CEO Blog: Physicians, Staff Come Together to Care for Record Number of Patients

February 13, 2015

By NHRMC President and CEO, Jack Barto


The last few months at New Hanover Regional Medical Center have created a “new normal” in how we think about patient volumes, and once again reminded us how thankful we are for the teamwork and cooperation of our community medical staff.

For the past nine months, and especially in recent weeks, our patient volume set records almost every week. As a normal course of business, we now typically take care of a daily census of more than 600 inpatients – a number unheard of here just a few years ago and one that just 12 months ago would have necessitated some level of crisis management.

Today, this is our baseline business day. We can safety provide high quality care to more patients than before – with a great deal of help from our medical staff and our own frontline staff.

Most of this trend is the byproduct of something we are very grateful about, which is that more of you are choosing New Hanover Regional Medical Center as your hospital. As our community medical staff has grown more proficient in many specialties, our services have improved. Patients no longer feel the need to leave the area for services such as cardiac, oncology, neurology or pediatrics, and patients in surrounding counties are more likely to choose us for care. Those of you in New Hanover County remain as loyal as ever, as our county market share remains at 94 percent.

For all this we are very blessed and appreciative. All our community’s physicians, and all the clinicians and employees at NHRMC, have worked very hard for this trust, and we are grateful for the opportunity to serve you.

Add in a few more factors – an unusually strong flu season (though that hasn’t driven patient volumes as much as you might think), the aging of our population and the overall population growth of this region – and you have “problems” that many hospitals would envy.

We have responded with a variety of tactics. We have opened every bed that the space in our 10 floors at the main hospital campus will allow. We have added RNs and other support staff, and continue to hire more as these trends continue. And we have batched patients from the same medical practice on the same floor whenever possible, so physicians from those practices can more easily round on all their patients, help cover for each other, and sign discharge orders for their partners when appropriate.

This brings us to our partners in the physician community. They accepted that we needed their help to move patients through the system, and responded to the call. When we first called a “Code Lavender,” which means we have a number of patients waiting for beds, and later a “Code Purple” when our census reached the once-unthinkable 686, our physicians and staff worked together to remove barriers to patients going home.

We emphasized safe and appropriate discharges, and have every reason to believe that’s exactly what happened. Our rate of patients who readmitted within 30 days for December 2014 was not appreciably different than the year before, suggesting that patients were being discharged appropriately.

Finally, much of the credit goes to our patients and their families, who worked with us during the times of particularly high census and were patient and understanding throughout. Everyone pulled together during our peak levels.

Going forward, we think we have a few more strategies to help us remove barriers that delay patients from moving appropriately through the system. Our nurse case managers, who help plan safe and effective discharges for our patients, are rearranging their schedules to work weekends, so that after-care planning keeps moving forward at all times.

And our SharedCare model of nursing, which provides a team approach to nursing rather than having all discharge duties falling to the same nurse, will continue to help streamline patient care going forward.

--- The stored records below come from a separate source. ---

PR #1841, opened 2022-10-28
Hint form name

H3ll3m4:
## Context
Following PR #1838 solving the issue of service names to avoid deployment issues for Kubernetes ingress controllers names having to follow DNS labels standard defined in RFC1035. We raised the error for starting a form name with numbers is default and not specific. To follow up on that, we want to suggest to the user with a hint to the prohibition to use numeric characters.

## Implementation 
Adding hint with "aria-describedby". It is placed between the label name and the text field. Adding also a class "govuk-hint” to display in grey.

## Tests
Manual tests were performed and hint is displayed as this:
Screenshot 2022-10-28 at 14 25 48

### DIFF
--- a/app/views/services/index.html.erb
+++ b/app/views/services/index.html.erb
@@ -27,15 +27,14 @@
            data-component="FormCreateDialog">
         <%= form_for(@service_creation, url: services_path) do |f| %>
           <div class="govuk-form-group <%= f.object.errors.present? ? 'govuk-form-group--error' :'' %>">
-            <div id="hint">Give your form a name, your form name cannot begin with a number</div>
             <%= f.label :service_name, class: "govuk-label govuk-label--m" %>
             <% f.object.errors.each do |error|  %>
               <p class="govuk-error-message"><%= error.message %></p>
               <div id="hint">Give your form a name, your form name cannot begin with a number</div>
             <% end %>
+            <div class="govuk-hint" id="hint">Give your form a name, your form name cannot begin with a number</div>
             <%= f.text_field :service_name, class: "govuk-input", 'aria-describedby' => 'hint'%>
           </div>
-
           <%= f.button t('services.create'), class: "govuk-button fb-govuk-button", type: 'submit' %>
           <%# f.button t('actions.cancel'), class: "govuk-button govuk-button--secondary", type: 'button' %>
         <% end %>
--- a/app/views/services/index.html.erb
+++ b/app/views/services/index.html.erb
@@ -35,7 +35,6 @@
             <%= f.text_field :service_name, class: "govuk-input", 'aria-describedby' => 'service-name-hint'%>
           </div>
           <%= f.button t('services.create'), class: "govuk-button fb-govuk-button", type: 'submit' %>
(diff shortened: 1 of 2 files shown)


app/views/services/index.html.erb
```diff
@@ -30,10 +30,11 @@
             <%= f.label :service_name, class: "govuk-label govuk-label--m" %>
             <% f.object.errors.each do |error|  %>
               <p class="govuk-error-message"><%= error.message %></p>
+              <div id="hint">Give your form a name, your form name cannot begin with a number</div>
```
chrispymm, line 33:
```suggestion
```
The hint doesn't need to be duplicated within the errors block.

app/views/services/index.html.erb
```diff
@@ -30,10 +30,11 @@
...
             <% end %>
-            <%= f.text_field :service_name, class: "govuk-input" %>
+            <div class="govuk-hint" id="hint">Give your form a name, your form name cannot begin with a number</div>
+            <%= f.text_field :service_name, class: "govuk-input", 'aria-describedby' => 'hint'%>
```
chrispymm, line 36: While it's not necessarily wrong, I would use a more specific `id` than 'hint'.  `id` attributes must be unique to the whole page. Not actually an issue on this page, but its best to be a bit more specific to avoid conflicts.  Usually combining the field name and 'hint' is enough e.g. 'service-name-hint'

The actual text content of the hint should be moved to the translations file (config/locales/en.yml).

app/views/services/index.html.erb
```diff
@@ -30,10 +30,11 @@
...
           </div>
-
           <%= f.button t('services.create'), class: "govuk-button fb-govuk-button", type: 'submit' %>
           <%# f.button t('actions.cancel'), class: "govuk-button govuk-button--secondary", type: 'button' %>
```
chrispymm, line 39: While you're here, you might as weel remove this commented line.
```suggestion
```

chrispymm (changes requested):

app/views/services/index.html.erb
```diff
@@ -31,11 +31,10 @@
             <% f.object.errors.each do |error|  %>
               <p class="govuk-error-message"><%= error.message %></p>
             <% end %>
-            <%= f.text_field :service_name, class: "govuk-input" %>
+            <div class="govuk-hint" id="service-name-hint"> <%= t('services.form_name_hint')%></div>
+            <%= f.text_field :service_name, class: "govuk-input", 'aria-describedby' => 'service-name-hint'%>
```
chrispymm, line 35: I'll admit to not being sure on this one - I'm guessing this syntax works, but I personally would tend to avoid mixing the short and arrow syntax in a hash of options.

I would use either `'aria-describedby': 'service-name-hint'` or you can use a nested hash `aria: { describedby: 'service-name-hint' }`  the nesting will join  the keys together with a `-` in the attibute name in the html.  

The latter version is more useful if you have multiple `aria` attributes or `data` attributes, but it results in a cleaner, more ruby-like syntax.

Not a blocker for approval though

chrispymm (approved):

PR #1842, opened 2022-10-28
Fix confirmation page blocking modals

njseeto:
[Trello](https://trello.com/c/R1YDi5hs/3032-bug-confirmation-email-delete-modals-appear-when-form-is-not-checked)

Previously, we were only checking whether a `CONFIRMATION_EMAIL_COMPONENT_ID` had been set in either 'dev' or 'production'. This is not enough as we can have these set but then have the `send_confirmation_email` config SubmissionSetting as 'false'.

This commit rectifies this issue and checks for:
- Whether the `send_confirmation_email` is true in either environment
- If so, whether the `CONFIRMATION_EMAIL_COMPONENT_ID` is the same as the component_id of the page/question being deleted.

Unfortunately, these configs need to be checked for both 'dev' and 'production' environments.


brenetic (approved):
🚀

PR #1843, opened 2022-10-28
Fix confirmation email settings form labels and IDs

chrispymm:
- Ensure all form labels match the field ids for accessibility. 
- Move helpers from Settings::EmailHelper -> SettingsHelper so they can be used with multiple controllers 
- Rename helper method from email_settings_field_id -> settings_field_id to be more generic - doesn't have to be used just for email 
- Update translation references for 'From:' labelling.


njseeto (approved):
🚀 Thanks for cleaning up the templates 🙏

As health care moves in the near future toward models of preventive care, wellness and population health, rather than treating patients after they become sick, all hospitals are going to have to adjust to a time when the beds are not filled. In fact, that will become the goal.

We are no different, and we are preparing for new care models centered on population health by taking our care beyond the walls of the hospital. But, as our recent experience shows, that day is not here yet. And we are very thankful we can count on a skilled and professional medical staff and a dedicated team of employees to ensure the most important thing we do – take care of our patients – remains constant even as our numbers grow.